I am using Fraleigh's text. Lemma 34.3 states,
Let $G$ be a group and let $N \unlhd G$. Let $\gamma : G \rightarrow G/N$ by the canonical hom. Then $\phi$ from the set of normal subgroups of $G$ containing $N$ to the set of normal subgroups of $G/N$ by $\phi(L) = \gamma[L]$ is a bijection.
The proof goes (revised for those who do not have the text handy, although you can find it online):
Since $L \unlhd G$ containing $N$, then $\phi(L) = \gamma [L] \unlhd G/N$.
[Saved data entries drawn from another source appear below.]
PR #4376, opened 2022-10-27
Add find in page to talk pages

staykids:
**Phabricator:** https://phabricator.wikimedia.org/T319470 (partially)

### Notes
Adds find in page to talk pages. 

More refinement work in a forthcoming PR remains, including:
- More precise scrolling to active search results when in a long blob of text
- Dismissing the find in page bar when the user performs a competing action (like tapping to post a reply)

### Test Steps
1. Open a talk page and tap the find in page tab bar item
2. Try searching for a term, then tapping the keyboard bar actions (next, previous, clear, etc.)
3. Change themes and try again, confirming there are no render issues


Wikipedia/Code/TalkPageViewController+FindInPage.swift
```diff
@@ -0,0 +1,104 @@
...
+        talkPageView.collectionView.reloadData()
+
+        // TODO: - Fine tune position when scrolling
+        switch result.location {
+        case .topicTitle(topicIndex: let index, topicIdentifier: _):
+            let indexPath = IndexPath(row: index, section: 0)
+            talkPageView.collectionView.scrollToItem(at: indexPath, at: .top, animated: true)
+        case .topicLeadComment(topicIndex: let index, replyIdentifier: _):
+            let commentViewModel = viewModel.topics[index].leadComment
+            scrollToComment(commentViewModel: commentViewModel, animated: true)
```
tonisevener, line 55: Just a heads up, unfortunately my `scrollToComment` method I made only considers comment views beneath the lead comment. So you might need to figure out an alternative way to scroll to the lead comment, or modify `scrollToComment` to consider the lead comment text view.

Wikipedia/Code/TalkPageViewController+FindInPage.swift
```diff
@@ -0,0 +1,104 @@
...
+        case .reply(topicIndex: let topicIndex, topicIdentifier: _, replyIndex: let replyIndex, replyIdentifier: _):
+            let topicViewModel = viewModel.topics[topicIndex]
+            topicViewModel.isThreadExpanded = true
```
tonisevener, line 58: Okay, actually you might need a reloadData call after this for the cell to expand 😅 I think it might be more simple at this point to just open all the threads (however the overflow menu button is working) as soon as the Find in Page is button is tapped instead of disclosing them as they navigate through the results, since `reloadData()` here seems to mess with the scrolling.

Wikipedia/Code/TalkPageViewController+FindInPage.swift
```diff
@@ -0,0 +1,104 @@
...
+
+    // MARK: - Overrides
+
+    override var canBecomeFirstResponder: Bool {
+        return findInPageState.keyboardBar != nil
+    }
+
+    override var inputAccessoryView: UIView? {
+        return findInPageState.keyboardBar
+    }
```
tonisevener, line 13: I have a few suggestions here to ensure the find in page bar plays nicely with the reply compose view.

Here I'm trying to keep the input accessory view from appearing while user is typing a reply:

```
    override var canBecomeFirstResponder: Bool {
        
        if replyComposeController.contentView == nil {
            return findInPageState.keyboardBar != nil
        }
        
        return false
    }
    override var inputAccessoryView: UIView? {
        if replyComposeController.contentView == nil {
            return findInPageState.keyboardBar
        }
        
        return nil
    }
```

Somewhat related - TalkPageViewController overrides a method to fix the content inset so that cells do not display beneath the reply compose view. But this is messing with the find in page content inset, so can you update that method to be:

```
override var keyboardIsIncludedInBottomContentInset: Bool {
    if replyComposeController.contentView != nil {
        return false
    } else {
        return true
    }
}
```

And feel free to refactor `replyComposeController.contentView != nil` into something like `replyComposeController.isShowing`, for code clarity.

tonisevener (changes requested):
This is great to see! Nice job working with the existing search view.

I have a few actual code review comments, and then the rest are suggestions I tinkered with for getting the scrolling to work a bit more predictably. Let me know what you think!

Wikipedia/Code/NSMutableAttributedString+Highlight.swift
```diff
@@ -0,0 +1,31 @@
...
+    ///   - backgroundColor: the color to use in the background for matches
+    ///   - foregroundColor: the color to use as the foreground for matches
+    ///   - targetRange: if nil, highlight all matches in `self`. If non-nil, only highlight matches in the target `NSRange`
+    /// - Returns: the attributed string with highlight attributes added
+    func highlight(_ text: String?, backgroundColor: UIColor, foregroundColor: UIColor? = nil, targetRange: NSRange? = nil) -> NSMutableAttributedString {
+        guard let text = text else { return self }
+        
+        let attributedString = self
+
+        var ranges = (string as NSString).ranges(of: text)
```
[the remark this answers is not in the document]
staykids: I agree there are more performant ways to construct this. The reason I went with this particular approach though is to prevent misuse of the target range. I didn't want to allow a engineer to accidentally provide a `NSRange` that is potentially out of range for the string, or just provide an arbitrary range that doesn't actually contain the search text.

But I acknowledge this may be poor or confusing method design on my part trying to consolidate this highlight code in one place rather than potentially breaking it up more. I don't mind changing this or breaking it up somehow if you'd like as long as we're still providing some of that in-built range safety.

What do you think?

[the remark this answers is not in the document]
tonisevener: @staykids Ah! That makes sense, I didn't think about potential misuse like that. I think it's fine to leave as-is then, and revisit if we notice any performance problems.

Wikipedia/Code/TalkPageCellCommentView.swift
```diff
@@ -97,16 +97,47 @@ final class TalkPageCellCommentView: SetupView {
         replyDelegate?.tappedReply(commentViewModel: viewModel)
     }
 
+    // MARK: - Find in page
+
+    private func applyTextHighlightIfNecessary(theme: Theme) {
+        let activeHighlightBackgroundColor: UIColor = .yellow50
+        let backgroundHighlightColor: UIColor!
```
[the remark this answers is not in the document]
staykids: Updated - thanks!

Wikipedia/Code/TalkPageFindInPageSearchController.swift
```diff
@@ -1,21 +1,21 @@
...
+final class TalkPageFindInPageSearchController {
 
     // MARK: - Nested Types
 
     struct SearchResult {
 
         enum Location {
             // Term was located within the topic's title for topic at associated index
-            case topicTitle(topicIndex: Int)
+            case topicTitle(topicIndex: Int, topicIdentifier: ObjectIdentifier)
```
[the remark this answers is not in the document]
staykids: I added them because I had a hunch they'd be useful for scrolling to specific positions. They aren't really used much now and I'm happy to remove them if they don't end up being necessary, but I'd prefer to wait until this feature is closer to completion before doing so to avoid repeated work if they are useful.

Wikipedia/Code/TalkPageViewController+FindInPage.swift
```diff
@@ -0,0 +1,104 @@
...
+        talkPageView.collectionView.reloadData()
+        resignFirstResponder()
+    }
+
+    // MARK: - Scroll to Element
+
+    func scrollToFindInPageResult(_ result: TalkPageFindInPageSearchController.SearchResult?) {
+        guard let result = result else { return }
+
+        talkPageView.collectionView.reloadData()
```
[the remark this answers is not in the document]
staykids: Great idea - feels much nicer to use the scalpel that is retheming the visible cells over the hammer that is `reloadData` here. Updated.

Wikipedia/Code/TalkPageViewController+FindInPage.swift
staykids: Thanks for the heads up. Personally I view my logic here as in progress. Added that TODO previously as I intended to come back to refining this scrolling in a future PR.

Wikipedia/Code/TalkPageViewController+FindInPage.swift
staykids: Got it – updated to open all threads when find in page is first tapped. Personally, I think this behavior of expanding _all_ threads when entering find in page is a little heavy, but it's nice to have better scrolling. In a future improvement to this, I think it might be better if we can move this thread expansion earlier in the process after the user has completed a search and keep the behavior to only opening the threads with matches.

Here's the line that's throwing me:
Because $N\leq L$, for each $x\in L$, the entire coset $xN$ in $G$ is contained in $L$. Thus, by Thm 13.15, $\gamma^{-1}[\phi(L)] = L$.
I need that ^ line explained.
I've provided the statement of Thm 13.15 below, as well as the rest of the 1-1 proof portion of the lemma.
Thm 13.15:
Let $\phi: G \rightarrow G^{'}$ be a group hom. Let $H=Ker(\phi)$. Let $a\in G$. Then,
$\phi^{-1}[\{\phi (a)\}] = \{x\in G | \phi(x) = \phi (a)\}$
is the left coset $aH$ of $H$ and is also the right coset $Ha$ of $H$.
Rest of 1-1 portion of proof:
Let $\phi (L_{1}) =\phi (L_{2})$ for $L_{1}, L_{2}\in Dom(\phi)$. Then since $\gamma^{-1}[\phi(L)] = L$ for any normal subgroup $L$ containing $N$, $L_{1}=L_{2}$.
By definition of the canonical map, for each $x\in G$, $\gamma(x)=xN$. Also $y\in \gamma^{-1}\bigl(\gamma(x)\bigr)$ means that $\gamma(y)=\gamma(x)$, i.e. $yN=xN$. In other words, $y\in xN$. Thus $\;\gamma^{-1}\bigl(\gamma(x)\bigr)=xN$, and finally $$\gamma^{-1}\bigl(\gamma(L)\bigr)=\bigcup_{x\in L}\gamma^{-1}\bigl(\gamma(x)\bigr)=\bigcup_{x\in L}xN\subset L\quad\text{if }N\subset L.$$ The reverse inclusion is obvious.